Legislation offering protections to victims and witnesses of crimes who might be asked to testify in court received a nearly unanimous vote in both legislative chambers, but is now declared dead after the Senate bill was joined with similar legislation from the House.
SB 772, sponsored by Republican Sen. Keith Perry, set out to “protect a child, a person having an intellectual disability, or a sexual offense victim from harm or abuse that may result from giving testimony in a court proceeding or at a deposition,” according to the bill’s Senate analysis.
Some of those protections included limiting the length and scope of a deposition, requiring a deposition to be taken with written questions, requiring a deposition to be taken in the presence of a judge or magistrate, and sealing the deposition records. The bill also would have directed the University of South Florida to work with the Florida Alliance to End Human Trafficking to create a data repository for anonymous human trafficking data.
The bill’s path to becoming a law seemed clear. It was unanimously supported through three Senate committee stops and received a unanimous vote from the full body almost a month ago. In the House, it passed last week with only one of the 115 voting members dissenting.
But the House passage changed the bill, joining it with Tampa Rep. Jackie Toledo‘s Human Trafficking Reduction Act (HB 1439). The bill hoped to reduce the likelihood of human trafficking by banning hourly rates at hotels, motels and vacation rentals and raising the first-time penalty for those paying for sex from a first-degree misdemeanor to a third-degree felony. Toledo’s legislative career has been marked by a fierce battle against human trafficking.

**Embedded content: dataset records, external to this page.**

PR #3401, opened 2025-11-27
Fixing subclassing

Krishn1412:
- Fix subclass initialization by ensuring each subclass gets its own per-class dispatch tables and correctly inherits parent op mappings without recursion.
- Look at [PR](https://github.com/pytorch/ao/pull/3153).

### DIFF
--- a/test/test_utils.py
+++ b/test/test_utils.py
@@ -413,6 +413,50 @@ class TestTorchAOBaseTensor(unittest.TestCase):
 
         self.assertEqual(counter["calls"], 1)
 
+    def test_op_overwrite(self):
+        counters = {"parent": 0, "child": 0}
+
+        class Parent(TorchAOBaseTensor):
+            tensor_data_names = ["qdata"]
+            tensor_attribute_names = ["attr"]
+
+            def __new__(cls, qdata, attr):
+                r = torch.Tensor._make_wrapper_subclass(cls, qdata.shape)
+                r.qdata = qdata
+                r.attr = attr
+                return r
+
+            def __init__(self, qdata, attr):
+                pass
+
+        @Parent.implements([torch.ops.aten.cat.default])
+        def parent_cat(func, types, args, kwargs):
+            counters["parent"] += 1
+
+        class Child(Parent):
+            tensor_data_names = ["qdata"]
+            tensor_attribute_names = ["attr"]
+
+        @Child.implements([torch.ops.aten.cat.default])
+        def child_cat(func, types, args, kwargs):
+            counters["child"] += 1
+
+        # Parent instance should call parent implementation
+        p1 = Parent(torch.randn(2, 3), "a")
+        p2 = Parent(torch.randn(2, 3), "b")
+        torch.ops.aten.cat.default([p1, p2], 0)
+
+        self.assertEqual(counters["parent"], 1)
+        self.assertEqual(counters["child"], 0)
+
+        # Child instance should call child implementation
+        c1 = Child(torch.randn(2, 3), "a")
+        c2 = Child(torch.randn(2, 3), "b")
+        torch.ops.aten.cat.default([c1, c2], 0)
+
+        self.assertEqual(counters["parent"], 1)
+        self.assertEqual(counters["child"], 1)
+
     def test_multiple_inheritance(self):
         counters = {"A": 0, "B": 0}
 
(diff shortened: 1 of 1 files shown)


Krishn1412:
Can you take a look @jerryzh168?

Krishn1412:
Hello @jerryzh168, happy new year! Can you please take a look at this

test/test_utils.py
```diff
@@ -342,6 +342,91 @@ def fake_linear(func, types, args, kwargs):
...
+        class Child(Parent):
+            tensor_data_names = ["qdata"]
+            tensor_attribute_names = ["attr"]
+
+        # Table checks
+        self.assertIn(torch.ops.aten.cat.default, Parent._ATEN_OP_TABLE[Parent])
+        self.assertIn(torch.ops.aten.cat.default, Child._ATEN_OP_TABLE[Child])
+
+        # Ensure child table is distinct
+        self.assertIsNot(Parent._ATEN_OP_TABLE, Child._ATEN_OP_TABLE)
```
jerryzh168: nit: we can have Child reimplement `torch.ops.aten.cat.default` and make sure the correct op is invoked

test/test_utils.py
```diff
@@ -342,6 +342,91 @@ def fake_linear(func, types, args, kwargs):
             counter["calls"], 2, "Expected fake_linear to be called via aten.t.default"
         )
 
+    def test_subclassing(self):
+        class Parent(TorchAOBaseTensor):
+            tensor_data_names = ["qdata"]
+            tensor_attribute_names = ["attr"]
+
+        Parent._ATEN_OP_TABLE[Parent]["op_parent"] = "parent_impl"
+        Parent._TORCH_FN_TABLE[Parent]["fn_parent"] = "parent_fn_impl"
```
jerryzh168: `_ATEN_OP_TABLE` and `_TORCH_FN_TABLE` are implementation details, I feel we should not rely on these for testing, I think it's better to just use parent / child counters to make sure the correct ops are called and overwriting happens

same for all the other tests, I think we can rely on counter in op implementations (user code) instead of the implementation details

jerryzh168:
sorry for the delay and thanks for working on this, I just left some comments about testing

jerryzh168:
@Krishn1412 do you plan to update the PR? I think this is an important item to fix

Krishn1412:
Hello @jerryzh168, I will update it over the weekend. Sorry about the delay.

test/test_utils.py
```diff
@@ -342,6 +342,124 @@ def fake_linear(func, types, args, kwargs):
...
+            tensor_attribute_names = ["attr"]
+
+        t1 = Child(torch.randn(2, 3), "a")
+        t2 = Child(torch.randn(2, 3), "b")
+
+        torch.ops.aten.cat.default([t1, t2], 0)
+
+        self.assertEqual(counter["calls"], 1)
+
+    def test_multiple_inheritance(self):
```
jerryzh168, line 460: I think before the more complicated case, we can add one more test here, for single inheritance, and Child overwrite the op that's already defined by Parent (e.g. cat), and when we call into the implementation from Child class instead of Parent class, (name can be: test_op_overwrite), also verify that parent subclass instance is still calling the parent implementation instead of the child implementation as well

test/test_utils.py
```diff
@@ -342,6 +342,124 @@ def fake_linear(func, types, args, kwargs):
...
+
+        class C(A, B):
+            tensor_data_names = ["a"]
+            tensor_attribute_names = ["b"]
+
+        t = C(torch.randn(3), "x")
+        torch.ops.aten.neg.default(t)
+
+        self.assertEqual(counters["A"], 0)
+        self.assertEqual(counters["B"], 1)
```
jerryzh168, line 505: can add additional test here for C to overwrite the neg function, and then only counters["C"] is updated as well

jerryzh168: also check the behavior of instance of A and B when we call the neg op when a new neg op is implemented in C (similar to the single inheritance example)

Krishn1412:
hey @jerryzh168, is it the last test what you want in you second comment?

jerryzh168:
> hey @jerryzh168, is it the last test what you want in you second comment?

yeah that looks good, I was thinking of just adding the test to the multiple inheritance test, but I think it's better to keep this in a separate test

torchao/utils.py
```diff
@@ -880,10 +880,14 @@ def __init_subclass__(cls, **kwargs):
         # inherit the torch function and dispatch implementations from direct parent classes
         # e.g. for `class C(B, A)`, C.__bases__ == (B, A)
```
jerryzh168, line 881: maybe before landing, probably better to add an example of what `_ATEN_OP_TABLE` and `_TORCH_FN_TABLE` looks like for parent and current `cls` (child) so it's easier to understand for future devs

jerryzh168: since CI is passing already, I can follow up with the docs, thanks for the contribution!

“Human trafficking doesn’t just happen to the extremes of our society,” Toledo said last week. “It’s not the Hollywood stories with a white van prowling the streets, but a much more mundane and insidious approach that targets in-person vulnerability.”
But the new version of the bill as passed by the House would have required another Senate vote because of the changes. It won’t be getting that vote before the Session’s scheduled end Friday. It was among four bills Senate President Wilton Simpson indicated won’t be voted on this year. SB 398, SB 714 and SB 756 were among the others.